Thanks for the replies so far everyone.

I should have said in my initial post that I do plan to complete a tefl course. I just didn't want to spend the money, time and energy on a tefl course to find out further down the line that nobody will accept me on a teaching job due to having a rubbish degree!

I wanted a realistic idea of what my options would be first.

Your replies are positive on that front, so thank you!

----------


## cyrille

> In my experience no institution in Southeast Asia really gives a shit about First, Second, or Third degrees


I concur, though I'd remove the qualifier 'South East Asia'.

A shame, since the way I handled that question about the novels of Thomas Hardy should really have sorted out my life for me.  :Wink: 

Basically the only reason to do a CELTA DELTA and MA TESOL is personal standards and because you wanna GTF outta 'education' in Thailand, which I definitely did.  :Very Happy:

----------


## sabang

I have a masters, from an accredited uni- but I don't think that fact would really make me a good teacher. Other people have fake degrees, or internet bullshit, or nothing at all- and I am quite open minded to the fact they might be better teachers than I. As in, teaching their own native language at a basic level.

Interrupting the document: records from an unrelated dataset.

PR #1362, opened 2016-11-04
New server

asvetlov:
Implement low-level web server for humans

PR #1382, opened 2016-11-08
Static range requests

andrewleech:
## What do these changes do?

Add support for html range header in static file handling.

Generally follows  https://tools.ietf.org/html/rfc7233 however does not support multiple ranges in one request.

Usage is by adding the range header similar to {'Range': 'bytes=0-99'} to a request to receive a partial chunk of the file instead of the entire thing.

If the range heading is not explicitly added to a request there should be no change in usage.

## Checklist


aiohttp/file_sender.py
```diff
@@ -152,16 +153,48 @@ def send(self, request, filepath):
...
-        resp = self._response_factory()
+        file_size = st.st_size
+
+        status = 200
+        start = 0
+        end = file_size - 1
+
+        # Handle 206 range response if requested
+        if 'range' in request.headers:
+            from .web_exceptions import HTTPPartialContent, HTTPRequestRangeNotSatisfiable
```
fafhrd91: move it to module level import.

aiohttp/file_sender.py
```diff
@@ -152,16 +153,48 @@ def send(self, request, filepath):
...
 
-        resp = self._response_factory()
+        file_size = st.st_size
+
+        status = 200
+        start = 0
+        end = file_size - 1
+
+        # Handle 206 range response if requested
+        if 'range' in request.headers:
```
fafhrd91: i think it make sense to move range related functionality to helper module or even to separate module. and create `Range` class, it could be useful for external libraries and applications

aiohttp/file_sender.py
andrewleech: I normally would by standard, but was following what had been done a few lines earlier in the same function. I'll fix both.

aiohttp/file_sender.py
andrewleech: I had thought that but wasn't sure where would make sense to put it. 
It could be in a parse_range_header(request) function in helpers, it's not necessarily making things clearer but would certainly would aid in reuse.

andrewleech:
Global range support would be nice sure, but would probably be a significantly larger change. 

That being said most use cases I know of for range is to get part of static resources for pagination or seeking in video files etc. It's less useful on dynamic content where it's harder to know a range to request of something if the content could change in between requests.

asvetlov:
@andrewleech your PR is very long waited addition.
Thank you for it.
I don't think it's ready for merging right now but you are following in right direction.

Couple brief notes:
1. `parse_range_header` should be `web.Request` property like `req.content_lenght` or `req.content_type`. Or even a property of `web.BaseRequest` after #1362 merging. The property result caching is not required, sure.
2. `range_request` should be extracted to module level and presented as Public API. The name is not perfect, maybe `RequestHeader` or `RequestHeaderInfo`

fafhrd91:
1. i'd rename `range_request` to just `Range`
2. move `parse_range_header` to separate module
3. do not import inside function

asvetlov:
Please run `make isort` for fixing travis build.

asvetlov:
The code looks perfect.
The only thing is left -- documentation.
aiohttp doesn't use autodoc markup (at least I'm trying to remove all places where we still do it).
So, please, drop markup from `.http_range` property and add explicit documentation for the property to `docs/web_reference.rst`

asvetlov:
Ok, I'll update docs.
Thank you very much!

asvetlov:
Done by c693473
I've changed `http_range` value from `tuple` to `slice` also.

andrewleech:
Oh, thanks! 
I was going to fix the documentation as suggested but have just been slammed the last week.

That's great about the slice object; I didn't know they existed and my initial search to find one didn't come up with anything. I'll keep that in mind for future!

It's what you can get away with mate. It's only Thailand. Hi-So's there have fake degrees quite routinely. Even a Cabinet Minister- in this case, one who is a convicted drug trafficker too. Or they pay someone else to do their exams. It's a bullshit country- so get a masters in bullshit, if that is your thing.

----------


## Topper

> False. To TEFL in Thailand legally you only need a degree.


Armstrong is correct.  I never had a TEFL, CELTA or any of the other certifications in my 17 years of obtaining work permits.  It wasn't til I started teaching online that I needed a TEFL.  I did a $20 online course and I'm golden.

----------


## cyrille

> I have a masters, from an accredited uni-


O...kaaay....




> I'm golden.


 ::chitown::

----------


## hallelujah

> Basically the only reason to do a CELTA DELTA and MA TESOL is personal standards and because you wanna GTF outta 'education' in Thailand, which I definitely did.


Better money and the opportunity to work in your home country too if you ever have to go back. I landed a nice gig as the DoS of a language school in Liverpool a while ago but ended up knocking it back on the basis that it would have meant living with the folks again or moving to Merseyside. No thanks, but the salary was about 26k a year, so well worth putting the hard yards in in terms of qualifications.

----------


## Saint Willy

> but the salary was about 26k a year, so well worth


mot kinda sound like you are saying £26,000 is good…

¯\_(ツ)_/¯

----------


## naptownmike

^ A month?

----------


## Saint Willy

> False. To TEFL in Thailand legally you only need a degree.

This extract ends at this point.